**Work request**
Nothing in the entries may be altered; copy them in full.

Stored items

————

PR #2187, opened 2026-08-10
avnd: register Midi Humanize, and pin the Midi Envelope fixes with tests

jcelerier:
**Draft: stacked on #2182, and blocked on celtera/avendish#188.**

Rebased onto `feature/win32-fixes-08`, which already registers `Midi Envelope`, carries the execution index fix (`avnd: fix an index offset issue for execution`) and has the base envelope test. This PR is now pure additions on top of that — no duplication.

Still blocked on the submodule: celtera/avendish#188 adds `MidiHumanizer.hpp` **and** fixes a set of correctness bugs in `Midi Envelope`. The tests here pin those fixes, so they only pass once `3rdparty/avendish` is bumped past it. I deliberately did not pin the submodule to my unmerged branch head — a pin to a commit that may be squashed away is worse than an obvious missing bump.

## Contents

- Registers `midihumanizer`.
- The `Midi Humanize` test suite.
- Extends the existing envelope test suite with a regression test for each fix in avendish#188.

## Tests

**Midi Humanize** — 14 cases / ~171k assertions. The centrepiece is a direct **DFT check of the noise exponent**: the object's own timing deviations are collected, then their periodogram is regressed against `log(2·sin(ω/2))` — the exact spectrum of the fractional-difference filter, so no low-frequency approximation — and must show the requested `1/f^β` slope. Measured **-0.010 / -1.012 / -1.999** for β = 0 / 1 / 2, held to ±0.10. That is the object's entire reason to exist (Hennig et al. 2011: human rhythmic fluctuation is long-range correlated, and listeners prefer it over the white noise every other humanizer produces), so it is worth pinning numerically rather than by eye.

Also covered: unit variance across colours, so the amount control means the same thing at any β; note-off/note-on pairing and note-length preservation; chord grouping and strum; velocity clamping; seed reproducibility; and a "never hangs a note" suite covering seed change mid-note, all-notes-off with a full queue, and more overlapping notes than the tracking table holds.

**Midi Envelope** — extended to 17 cases / 129 assertions, adding regression tests for the stranded-voice bugs (both the note-off path and the `advance()` path), the mono-priority spurious retrigger, voice-count shrink, the held-note cap, legato semantics and the smoothing time step.

I verified these fail against the unfixed object rather than assuming: reverting the header shows every one of them failing with the expected wrong values.

Two deliberate test choices: the saturation case asserts `held <= 0` per pitch (never *left sounding*) rather than perfectly balanced, since past the queue and tracking limits notes may legitimately be dropped and an unmatched note-off is inert; and the legato test discriminates on whether the voice is still at the sustain level, because a non-`Reset` restart resumes from the current level and so cannot be detected from the level alone.

https://claude.ai/code/session_01S5kNpDQVQfbvHQBtv8LCNv

### DIFF
--- a/src/plugins/score-plugin-avnd/CMakeLists.txt
+++ b/src/plugins/score-plugin-avnd/CMakeLists.txt
@@ -158,6 +158,7 @@ add_library(
   score_plugin_avnd
 
   "${AVND_FOLDER}/examples/Advanced/Utilities/ADSR.hpp"
+  "${AVND_FOLDER}/examples/Advanced/MidiScaler/MidiEnvelope.hpp"
   "${AVND_FOLDER}/examples/Advanced/Audio/AudioFilters.hpp"
   "${AVND_FOLDER}/examples/Advanced/Audio/Bitcrush.hpp"
   "${AVND_FOLDER}/examples/Advanced/Audio/Convolver.hpp"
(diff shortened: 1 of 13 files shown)


jcelerier:
Folded into #2182 — the work belongs on a single branch. #2182 is now rebased on current master (497d8007) with the avendish submodule bumped past celtera/avendish#188, which is merged.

————

**Solution for this exercise**
PR #2187, opened 2026-08-10
avnd: register Midi Humanize, and pin the Midi Envelope fixes with tests

jcelerier:
**Draft: stacked on #2182, and blocked on celtera/avendish#188.**

Rebased onto `feature/win32-fixes-08`, which already registers `Midi Envelope`, carries the execution index fix (`avnd: fix an index offset issue for execution`) and has the base envelope test. This PR is now pure additions on top of that — no duplication.

Still blocked on the submodule: celtera/avendish#188 adds `MidiHumanizer.hpp` **and** fixes a set of correctness bugs in `Midi Envelope`. The tests here pin those fixes, so they only pass once `3rdparty/avendish` is bumped past it. I deliberately did not pin the submodule to my unmerged branch head — a pin to a commit that may be squashed away is worse than an obvious missing bump.

## Contents

- Registers `midihumanizer`.
- The `Midi Humanize` test suite.
- Extends the existing envelope test suite with a regression test for each fix in avendish#188.

## Tests

**Midi Humanize** — 14 cases / ~171k assertions. The centrepiece is a direct **DFT check of the noise exponent**: the object's own timing deviations are collected, then their periodogram is regressed against `log(2·sin(ω/2))` — the exact spectrum of the fractional-difference filter, so no low-frequency approximation — and must show the requested `1/f^β` slope. Measured **-0.010 / -1.012 / -1.999** for β = 0 / 1 / 2, held to ±0.10. That is the object's entire reason to exist (Hennig et al. 2011: human rhythmic fluctuation is long-range correlated, and listeners prefer it over the white noise every other humanizer produces), so it is worth pinning numerically rather than by eye.

Also covered: unit variance across colours, so the amount control means the same thing at any β; note-off/note-on pairing and note-length preservation; chord grouping and strum; velocity clamping; seed reproducibility; and a "never hangs a note" suite covering seed change mid-note, all-notes-off with a full queue, and more overlapping notes than the tracking table holds.

**Midi Envelope** — extended to 17 cases / 129 assertions, adding regression tests for the stranded-voice bugs (both the note-off path and the `advance()` path), the mono-priority spurious retrigger, voice-count shrink, the held-note cap, legato semantics and the smoothing time step.

I verified these fail against the unfixed object rather than assuming: reverting the header shows every one of them failing with the expected wrong values.

Two deliberate test choices: the saturation case asserts `held <= 0` per pitch (never *left sounding*) rather than perfectly balanced, since past the queue and tracking limits notes may legitimately be dropped and an unmatched note-off is inert; and the legato test discriminates on whether the voice is still at the sustain level, because a non-`Reset` restart resumes from the current level and so cannot be detected from the level alone.

https://claude.ai/code/session_01S5kNpDQVQfbvHQBtv8LCNv

### DIFF
--- a/src/plugins/score-plugin-avnd/CMakeLists.txt
+++ b/src/plugins/score-plugin-avnd/CMakeLists.txt
@@ -158,6 +158,7 @@ add_library(
   score_plugin_avnd
 
   "${AVND_FOLDER}/examples/Advanced/Utilities/ADSR.hpp"
+  "${AVND_FOLDER}/examples/Advanced/MidiScaler/MidiEnvelope.hpp"
   "${AVND_FOLDER}/examples/Advanced/Audio/AudioFilters.hpp"
   "${AVND_FOLDER}/examples/Advanced/Audio/Bitcrush.hpp"
   "${AVND_FOLDER}/examples/Advanced/Audio/Convolver.hpp"
(diff shortened: 1 of 13 files shown)


jcelerier:
Folded into #2182 — the work belongs on a single branch. #2182 is now rebased on current master (497d8007) with the avendish submodule bumped past celtera/avendish#188, which is merged.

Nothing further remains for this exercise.